*Assignment*.
When you reach the line containing "pce: fix off-by-one", begin copying exactly, and keep going through the last line of the records below, copying nothing before it.

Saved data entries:
Issue #1086, opened 2023-04-20
[PC Engine CD] Akumajou Dracula X: Chi no Rondo - Blue characters and bugged cutscenes


ObotPrime:
I played through Chi no Rondo on Ares's PC Engine CD core as thoroughly as I could, testing every cutscene, level, and boss. The game can be finished to completion, but there are a few minor problems:
- Green flame in the top left corner of the menu screen (only appeared before starting the game, seemed to go away after clearing a few stages)
- Player characters will use their underwater palette (meaning they turn a solid shade of blue) in certain sections of stages:
	- Both water cave areas in Stage 2 (see attached image)
	- Inside the ship in Stage 5
	- Entering the third area of Stage 2' (before the stairs leading back onto the bridge)
	- Second area of Stage 4' (if the palette gets corrected after taking a hit, entering other secions will set it back to blue)
	- Second and fourth areas of Stage 5'
- The following cutscenes have the audio cutting out after a few seconds with the rest of the scene playing in silence:
	- Richter rescuing Maria
	- Both Tera rescue scenes
	- Both Iris rescue scenes
	- Both Anette rescue scenes

Pixel Accurate mode didn't seem to affect any of these.

Rom information:
http://redump.org/disc/29878/

```
File: Akumajou Dracula X - Chi no Rondo (Japan) (FABT, FACT).cue
SHA256: bac448a11c78a03408d72581661f288302f3ab20245eaca06baa0d6e45911a02
```
![BlueRichter](https://user-images.githubusercontent.com/49524053/233414371-2057df0d-df39-4e93-bde0-98abe7b9349d.png)

Issue #443, opened 2022-03-09
[PC ENGINE CD] Asuka 120% Maxima - Burning Fest. Maxima (Japan):  Various visual issues


HeroponRikiBestest:
Emulator : Ares v127 Built 2022-03-09
Options : Default
Game : Asuka 120% Maxima - Burning Fest. Maxima (Japan)
System : PC Engine CD
Bios: Version 3.00

![image](https://user-images.githubusercontent.com/50224630/157419710-654b26ac-d1b1-461e-964e-41d80f1c4f8b.png)
![image](https://user-images.githubusercontent.com/50224630/157419795-99484428-8a82-4a92-9561-0986f7513713.png)
![image](https://user-images.githubusercontent.com/50224630/157419906-c91d1fe3-543b-4f8e-808b-4ce72e368910.png)
![image](https://user-images.githubusercontent.com/50224630/157419964-1905fd0a-ca51-4681-bd9d-c2b47f6067d0.png)

I won't go too into describing all of the issues present here, there are a lot of them, they vary, and the issues change somewhat often with updates to ares; this is possibly the most sensitive PC Engine CD game I've seen. I recommend just comparing against this video https://youtu.be/LUO4FOZr4WA or any similar ones.

HeroponRikiBestest:
I forgot to test on pixel accuracy mode. Here are a few shots of what it looks like with that on.
![image](https://user-images.githubusercontent.com/50224630/159146571-b6fb25b6-12f3-4ce5-9455-e30b420d4932.png)
![image](https://user-images.githubusercontent.com/50224630/159146596-3b46cae9-b12d-473b-a0ba-1a1fa140995f.png)
![image](https://user-images.githubusercontent.com/50224630/159146607-4dcd9777-e09e-48d4-9dc6-5d4989a7e6ee.png)
![image](https://user-images.githubusercontent.com/50224630/159146614-53ad1ccd-0473-4dc4-bf14-0ab6584d96f0.png)

HeroponRikiBestest:
[...]

PR #1090, opened 2023-04-24
pce: fix off-by-one error for scanline interrupts

invertego:
This change also removes a timing hack from the pixel accurate renderer. I believe this hack may have been an attempt to work around the bug addressed by this PR, though I can't say for sure. The commit that introduced it (a57cc9f) only mentions Air Zonk, but that title currently seems fine with or without the hack. I tried some other titles and discovered that it actually causes garbage on the title screen of Victory Run, so I'm opting to remove it.

Fixes the "blue characters" part of #1086

### DIFF
--- a/ares/pce/vdp-performance/vdc.cpp
+++ b/ares/pce/vdp-performance/vdc.cpp
@@ -62,10 +62,12 @@ auto VDC::vclock() -> void {
       timing.voffset = 0;
     } break;
   case VDS:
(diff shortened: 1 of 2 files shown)


HeroponRikiBestest:
This pull both fixes and creates an issue with https://github.com/ares-emulator/ares/issues/443#issuecomment-1523178587 ; this may not be any issue with the pull, as the resulting new issue is far less bad than the old one, and could be due to other issues that simply weren't visible before now.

*Answer section*.
pce: fix off-by-one error for scanline interrupts

invertego:
This change also removes a timing hack from the pixel accurate renderer. I believe this hack may have been an attempt to work around the bug addressed by this PR, though I can't say for sure. The commit that introduced it (a57cc9f) only mentions Air Zonk, but that title currently seems fine with or without the hack. I tried some other titles and discovered that it actually causes garbage on the title screen of Victory Run, so I'm opting to remove it.

Fixes the "blue characters" part of #1086

### DIFF
--- a/ares/pce/vdp-performance/vdc.cpp
+++ b/ares/pce/vdp-performance/vdc.cpp
@@ -62,10 +62,12 @@ auto VDC::vclock() -> void {
       timing.voffset = 0;
     } break;
   case VDS:
(diff shortened: 1 of 2 files shown)


HeroponRikiBestest:
This pull both fixes and creates an issue with https://github.com/ares-emulator/ares/issues/443#issuecomment-1523178587 ; this may not be any issue with the pull, as the resulting new issue is far less bad than the old one, and could be due to other issues that simply weren't visible before now.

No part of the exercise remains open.